Items from a dataset:
⟨

PR #318, opened 2015-06-12
EtcdConfigurationSource

spoon16:
An Etcd watched configuration source very similar to the ZooKeeperConfigurationSource.

Uses the Boon Etcd client https://github.com/boonproject/boon/blob/master/etcd/README.md.  Seems to be the most widely adopted Etcd client.

Tests included.

### DIFF
--- a/archaius-etcd/src/main/java/com/netflix/config/source/EtcdConfigurationSource.java
+++ b/archaius-etcd/src/main/java/com/netflix/config/source/EtcdConfigurationSource.java
@@ -1,0 +1,147 @@
+package com.netflix.config.source;
+
+import com.google.common.base.Objects;
+import com.google.common.base.Splitter;
+import com.google.common.collect.Iterables;
+import com.google.common.collect.Maps;
+import com.netflix.config.WatchedConfigurationSource;
+import com.netflix.config.WatchedUpdateListener;
+import com.netflix.config.WatchedUpdateResult;
+import org.boon.core.Handler;
+import org.boon.etcd.Etcd;
+import org.boon.etcd.Node;
+import org.boon.etcd.Response;
+import org.slf4j.Logger;
+import org.slf4j.LoggerFactory;
+
+import java.util.List;
+import java.util.Map;
+import java.util.concurrent.CopyOnWriteArrayList;
+
+
+/**
+ * Implementation of the dynamic {@link WatchedConfigurationSource} for Etcd
+ *
+ * This implementation requires the path to the Etcd directory that contains
+ * nodes that represent each managed configuration property.
+ * 
+ * An example Etcd configuration path is /<my-app>/config
+ * An example Etcd property node path is /<my-app>/config/com.fluxcapacitor.my.property
+ * 
+ * When a property is mutated via Etcd a callback will be notified and the value managed
+ * by EtcdConfigurationSource will be updated. Similar to other dynamic configuration
+ * source (ie. DynamoDB, etc.)
+ * 
+ * @author spoon16
+ */
+public class EtcdConfigurationSource implements WatchedConfigurationSource {
+    private static final Logger logger = LoggerFactory.getLogger(EtcdConfigurationSource.class);
+    private static final Splitter keySplitter = Splitter.on('/');
+
+    private final Map<String, Object> valueCache = Maps.newConcurrentMap();
+    private final List<WatchedUpdateListener> listeners = new CopyOnWriteArrayList<WatchedUpdateListener>();
+
+    private final Etcd etcd;
+    private final String configPath;
+
+    private Handler<Response> updateHandler = new Handler<Response>() {
+        @Override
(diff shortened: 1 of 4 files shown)


spoon16:
Build failed because of a JVM error... or maybe a bunch of failing unit tests unrelated to the Etcd module.

Unless I am missing something.

howardyuan:
There're two pull-requests builds. One of them was not configured with
proper Gradle opts so it runs out Permgen. I'll see how to either disable
the second one or add proper GRADLE_OPTS.

archaius-etcd/src/main/java/com/netflix/config/source/EtcdConfigurationSource.java
```diff
@@ -0,0 +1,147 @@
...
+        public void handle(Response updateResponse) {
+            if (updateResponse.wasError()) {
+                logger.error("Etcd failed with an error response: %s", updateResponse);
+            }
+
+            final Map<String, Object> create = Maps.newHashMap();
+            final Map<String, Object> set = Maps.newHashMap();
+            final Map<String, Object> delete = Maps.newHashMap();
+
+            final String action = updateResponse.action().toLowerCase();
```
howardyuan: Can the action() return null when it's error?

archaius-etcd/src/main/java/com/netflix/config/source/EtcdConfigurationSource.java
```diff
@@ -0,0 +1,147 @@
...
+    private final String configPath;
+
+    private Handler<Response> updateHandler = new Handler<Response>() {
+        @Override
+        public void handle(Response updateResponse) {
+            if (updateResponse.wasError()) {
+                logger.error("Etcd failed with an error response: %s", updateResponse);
+            }
+
+            final Map<String, Object> create = Maps.newHashMap();
```
howardyuan: I was a little puzzled by three maps here for a while. For sure, we will get two empty maps and one map with one entry in there? Not really sure if I have a better idea yet, just want to point out.

archaius-etcd/src/main/java/com/netflix/config/source/EtcdConfigurationSource.java
```diff
@@ -0,0 +1,147 @@
...
+            final Map<String, Object> delete = Maps.newHashMap();
+
+            final String action = updateResponse.action().toLowerCase();
+            final Node node = updateResponse.node();
+
+            if (node != null ) {
+                final String etcdKey = node.key();
+                final String sourceKey = Iterables.getLast(keySplitter.split(etcdKey));
+                final String value = node.getValue();
+                valueCache.put(sourceKey, value);
```
howardyuan: what if it's a delete, then should you remove the entry from the cache?

spoon16: good catch, will fix

archaius-etcd/src/main/java/com/netflix/config/source/EtcdConfigurationSource.java
spoon16: Yeah, not sure what would be better here. I could do something like:

```java

```

archaius-etcd/src/main/java/com/netflix/config/source/EtcdConfigurationSource.java
spoon16: only if I duplicate the etcd.waitRecursive call on l:89

It'd probably be best to capture the wasError condition, throw an exception and have a finally that calls etcd.waitRecursive.  But I'm not sure that really makes things more readable.  I'll just duplicate l:89 and return early.

archaius-etcd/src/main/java/com/netflix/config/source/EtcdConfigurationSource.java
spoon16: fixed and added a test to validate

spoon16:
@howardyuan, tried to address your feedback with the following changes.

- fixed bug where delete wouldn't remove the value from the `EtcdConfigurationSource`
- added a unit test to validate delete behavior
- refactored the `updateHandler` in `EtcdConfigurationSource`... tried to improve readability by not always instantiating three maps

howardyuan:
Looks good to me. Will leave the PR open for a few days to see if anybody else have any more comments.

chandrapersonal:
can i pull the changes.

spoon16:
@howardyuan merge?

chandrapersonal:
why there is no case for node action "compareandswap" in etcd UpdateHandler. we have node actions create,set and delete action on UpdateHandler . but no  compareandswap. Is there any reason for not have that action.

spoon16:
@chandrapersonal I don't think "compareandswap" is a type of update.  It's part of the Etcd update API and the side effect is that an update notification is emitted, either set or create.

⟩

TRY IT: The required output is the number of lines in the records that contain the word "waitRecursive", with nothing added.

COMPLETED EXERCISE: 2